Just how large is that capacity? Currently, the company produces 10k wafers/month but aims to push that to 70k wafers/month by 2025. How is this possible? The answer is it's all about the substantial sums of money that have been invested in the latest manufacturing systems rather than relying on old CMOS orientated plant. And before anyone jumps to the conclusion that this particular company must be owned by the Chinese state, it's not. It's a private business.
When it comes to tempting auto manufacturing companies to buy its product, Innoscience makes normally-off/e-mode GaN devices for a range of applications and 30V-650V voltages, although this is likely to reach up to 1200V soon.

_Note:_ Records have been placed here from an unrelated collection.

PR #576, opened 2026-07-28
fix(ci): container build resilience, unwedge rollbacks, and root-cause pinpointing in deploy summaries

rstrahan:
## Summary

The integration pipeline failed after 26 minutes with `ROLLBACK_FAILED`. The deployment summary reported *"CodeBuild DockerBuildRun build failed"* and recommended `aws cloudformation continue-update-rollback`.

That summary was accurate as far as it went, but it stopped one layer short of the root cause and its recovery command was invalid for the stack's actual state. Investigating turned up **four distinct defects**, one of which had been silently discarding merged security patches.

### Root cause of the failure: a transient PyPI connection drop

From the CodeBuild log the summary pointed at but never read:

```
#8 6.437 Downloading numpy-1.26.4-...whl (18.0 MB)
#8 6.458    ━━━━╸  2.2/18.0 MB 140.1 MB/s eta 0:00:01
#8 6.653 ERROR: Exception:
   BrokenPipeError: [Errno 32] Broken pipe
ERROR: process "/bin/sh -c pip install ..." did not complete successfully: exit code: 2
```

The connection dropped 2.2 MB into an 18 MB wheel, 6 seconds in. Nothing to do with the code under test. It then cascaded unrecoverably: `pip` → `docker build` → `docker push` → CodeBuild FAILED → custom resource FAILED → nested stack CREATE_FAILED → parent rollback.

---

### 1. Dependabot security bumps never reached the container image 🔴

The buildspec heredoc'd its **own inline copies** of `requirements.txt` and the `Dockerfile`, so the checked-in `nested/multi-doc-discovery/{requirements.txt,Dockerfile}` were dead files nothing consumed. The two forked silently:

| | Pillow pin |
|---|---|
| on-disk `requirements.txt` (Dependabot #530) | `12.3.0` |
| inline buildspec copy | `12.1.1` |
| **what CI actually installed** | **`12.1.1`** |

A merged CVE patch that never shipped — and wouldn't have, indefinitely. Compounding it, neither file was in the component's smart-rebuild dependency list, so a bump didn't even invalidate the checksum and `publish` would skip the component entirely.

The buildspec now builds `-f nested/multi-doc-discovery/Dockerfile` from the source zip (which `publish.py` now includes, failing the publish loudly if either input is missing), both files are rebuild triggers, and tests assert the buildspec contains no inline dependency pins so the fork cannot quietly return.

### 2. No resilience to transient build faults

Also, it is keen on working with technology partners. Could such a partner be, for example, Infineon in Munich, a long-term player in the automotive power semiconductor market? Innoscience clearly denied that, although purely from a personal perspective, I could see some worthwhile logic in such a relationship.
GaN-based devices are normally-on (d-mode), but there are power semiconductor customers out there that need normally-off (e-mode), and the solution here is co-packaging a d-mode with a LV Si MOS. Innoscience device technology is normally-off/enhancement-mode (E-mode) based on p-GaN.
Another power semiconductor operational aspect that is constantly evolving is the consistently reducing levels of RDSon. Innoscience has addressed this by introducing a stress enhancement layer which the company says cuts on-resistance in the access region without affecting other parameters such as threshold voltage.
Most industry pundits will say that the chip shortage won't be over anytime soon, and they have a point. As mentioned earlier, political pressures and supply route disruption serve to support this pessimistic view.
However, there is considerable optimism that semiconductor companies with the financial muscle and technological confidence to invest in new manufacturing plants will eventually start churning out chips at a rate that will redress the world shortage. Intel, Texas Instruments, Samsung, TSMC, and GlobalFoundries are evidence of this trend.
What's also clear is that when it comes to manufacturing GaN specific devices, relying on old process equipment to produce the numbers to make you a long-term winner in that particular market sector is just not going to cut the mustard!